DHEA isn't fantastic. Maybe if you combine it with a good aromatase inhibitor, but even then the best results would be seen in an older male. If that is a recent photo under your name, you don't need it.

7-keto-DHEA has poor oral-bioavailability so requires large doses unless you go the transdermal route, or opt for 7-hydroxy-DHEA instead (found in Lean Xtreme).


----------



## juggernaut (Jun 8, 2006)

http://ironmagazineforums.com/showthread.php?t=63879

I used this stuff with good results.


----------



## Masternutt (Jun 9, 2006)

*dont buy Zoe Labs*

don't buy Zoe labs products, the main ingredient in all but one of their products is dyhydroepiandrosterone, akaHEA Not the best supplement compared to what else is available out there. their dianabol does not contain anything related to dianabol, nor thier dekka,or their winni, or their annadrall, or their parabolon, its all crap.
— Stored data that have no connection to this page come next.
PR #431, opened 2024-11-06
[shortfin] Plumb through `amdgpu_tracing_level` config option.

stellaraccident:
* Corresponds to IREE runtime `--hip_tracing` flag.
* Adds `amdgpu_tracing_level=<int>` with a default of 2 to match IREE.
* Verified that the default produces traces with GPU zones and that both the Python level setting and the env var (`SHORTFIN_AMDGPU_TRACING_LEVEL`) works.
* Not a good way to automate this kind of test, so I just did manual verification.

### DIFF
--- a/shortfin/python/lib_ext.cc
+++ b/shortfin/python/lib_ext.cc
@@ -1267,6 +1267,27 @@ environment variable is searched as a fallback in all cases. Multiple paths
 can be separated by semicolons on all platforms.
 )";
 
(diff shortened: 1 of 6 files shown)


ScottTodd (approved):

stellaraccident:
Added minimal unit test of the setting itself.

ScottTodd (approved):

PR #434, opened 2024-11-06
[shortfin] A number of tweaks for dylib builds.

stellaraccident:
* When bundling deps, sets visibility and export control options.
  * Re-export versioned spdlog symbols so that clients share registry, etc.
  * Forces inline hidden visibility.
  * Enables IREE default visibility so that the API is re-exported.
* Applies a version script on Linux so that all symbols get versioned.
* Makes it possible to use IREE tracing macros in binaries that depend on the dylib.
* Enables (thin) LTO by default.
* Removes the obsolete find_package() method of depending on IREE. It is incompatible with how we have been doing runtime source builds for a long time.

Requires an IREE version bump to pick up https://github.com/iree-org/iree/pull/19068

### DIFF
--- a/shortfin/build_tools/cmake/shortfin_library.cmake
+++ b/shortfin/build_tools/cmake/shortfin_library.cmake
@@ -20,26 +20,64 @@ function(shortfin_public_library)
   cmake_parse_arguments(
     _RULE
     ""
-    "NAME"
-    "COMPONENTS"
+    "NAME;LINUX_LD_SCRIPT"
+    "SRCS;COMPONENTS;USAGE_DEPS"
     ${ARGN}
   )
+
+  # Get usage requirements from requested USAGE_DEPS and forward them from the
+  # public library. This is because the contents of the libraries stop at the
+  # public library vs propagating to callers. So we must manually control
+  # the combined usage requirements of the aggregate library.
+  set(_usage_include_directories)
+  set(_usage_compile_definitions)
+  foreach(_usage_dep _shortfin_defs ${_RULE_USAGE_DEPS})
+    get_target_property(_value ${_usage_dep} INTERFACE_INCLUDE_DIRECTORIES)
+    if(_value)
+      list(APPEND _usage_include_directories ${_value})
+    endif()
+    get_target_property(_value ${_usage_dep} INTERFACE_COMPILE_DEFINITIONS)
+    if(_value)
+      list(APPEND _usage_compile_definitions ${_value})
+    endif()
+  endforeach()
+
+  # Useful for debugging include/definition issues.
+  # message(STATUS "Public library ${_RULE_NAME}: Includes = ${_usage_include_directories}")
+  # message(STATUS "Public library ${_RULE_NAME}: Definitions = ${_usage_compile_definitions}")
+
   if(SHORTFIN_BUILD_STATIC)
     # Static library.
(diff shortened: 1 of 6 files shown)


shortfin/src/CMakeLists.txt
```diff
@@ -20,10 +20,15 @@ message(STATUS "Linking optional components '${_SHORTFIN_LIB_OPTIONAL_COMPONENTS
 shortfin_public_library(
   NAME
     shortfin
+  LINUX_LD_SCRIPT ${CMAKE_CURRENT_SOURCE_DIR}/shortfin.ld
```
marbre, line 23:
```suggestion
  LINUX_LD_SCRIPT ${libshortfin_SOURCE_DIR}/build_toold/shortfin.ld
```
Should we move `shortfin/src/shortfin.ld` to `shortfin/build_toold/shortfin.ld`?

marbre (approved):
The patch does what the PR description says, even though I don't think I've been able to fully understand every detail (yet).

I assume it is intended that also `fmt` symbols are re-exported (?).

shortfin/src/CMakeLists.txt
stellaraccident: There will eventually be multiple shared libraries, and the linker scripts are source code, so I think they live with the library.

stellaraccident:
> The patch does what the PR description says, even though I don't think I've been able to fully understand every detail (yet).
> 
> I assume it is intended that also `fmt` symbols are re-exported (?).

For the moment, yes. Basically all of this was working around a root bug where deps of the shared libraries were being linked as PUBLIC, which was causing the users of the shared library to duplicatively link them all in. That's why any of this was working at all. This patch at least gets the bundling working properly, and it can be improved in future iterations from at least a correct starting point.

shortfin/build_tools/cmake/shortfin_library.cmake
```diff
@@ -20,26 +20,64 @@ function(shortfin_public_library)
...
+  # Useful for debugging include/definition issues.
+  # message(STATUS "Public library ${_RULE_NAME}: Includes = ${_usage_include_directories}")
+  # message(STATUS "Public library ${_RULE_NAME}: Definitions = ${_usage_compile_definitions}")
+
   if(SHORTFIN_BUILD_STATIC)
     # Static library.
     shortfin_components_to_static_libs(_STATIC_COMPONENTS ${_RULE_COMPONENTS})
-    add_library("${_RULE_NAME}-static" STATIC)
+    add_library("${_RULE_NAME}-static" STATIC ${_RULE_SRCS})
+    target_compile_definitions("${_RULE_NAME}" INTERFACE
```
stellaraccident, line 53: This needs to be "${_RULE_NAME}-static"

shortfin/build_tools/cmake/shortfin_library.cmake
```diff
@@ -20,26 +20,64 @@ function(shortfin_public_library)
...
+      _SHORTFIN_USING_DYLIB
+      ${_usage_compile_definitions}
+    )
+    target_include_directories("${_RULE_NAME}" INTERFACE ${_usage_include_directories})
```
stellaraccident, line 57: And here.

stellaraccident:
Windows failure is to an IREE issue that got swallowed with this update. Will land with that broken and fix after.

SDI labs is the real deal though very expensive.


----------



## BigPapaPump68 (Jun 10, 2006)

Masternutt said:
			
		

> SDI labs is the real deal though very expensive.


SDI labs being the real deal is the dumbest thing that I have ever heard. SDI labs is one of the biggest steroid scammers considering that they sell FAKE steroids. Please dont post unless you know what your talking about.


----------



## juggernaut (Jun 10, 2006)

does anyone have any substantial proof of this?


----------



## brodus (Jun 11, 2006)

7-Keto/7-Oxo (same) work well in a transdermal (that's what Ab-Solved was).  The idea is they suppress cortisol, and hence, accumulation of midsection fat, or "Stress" fat.  They also stimulate the thyroid, and provide a sense of well being.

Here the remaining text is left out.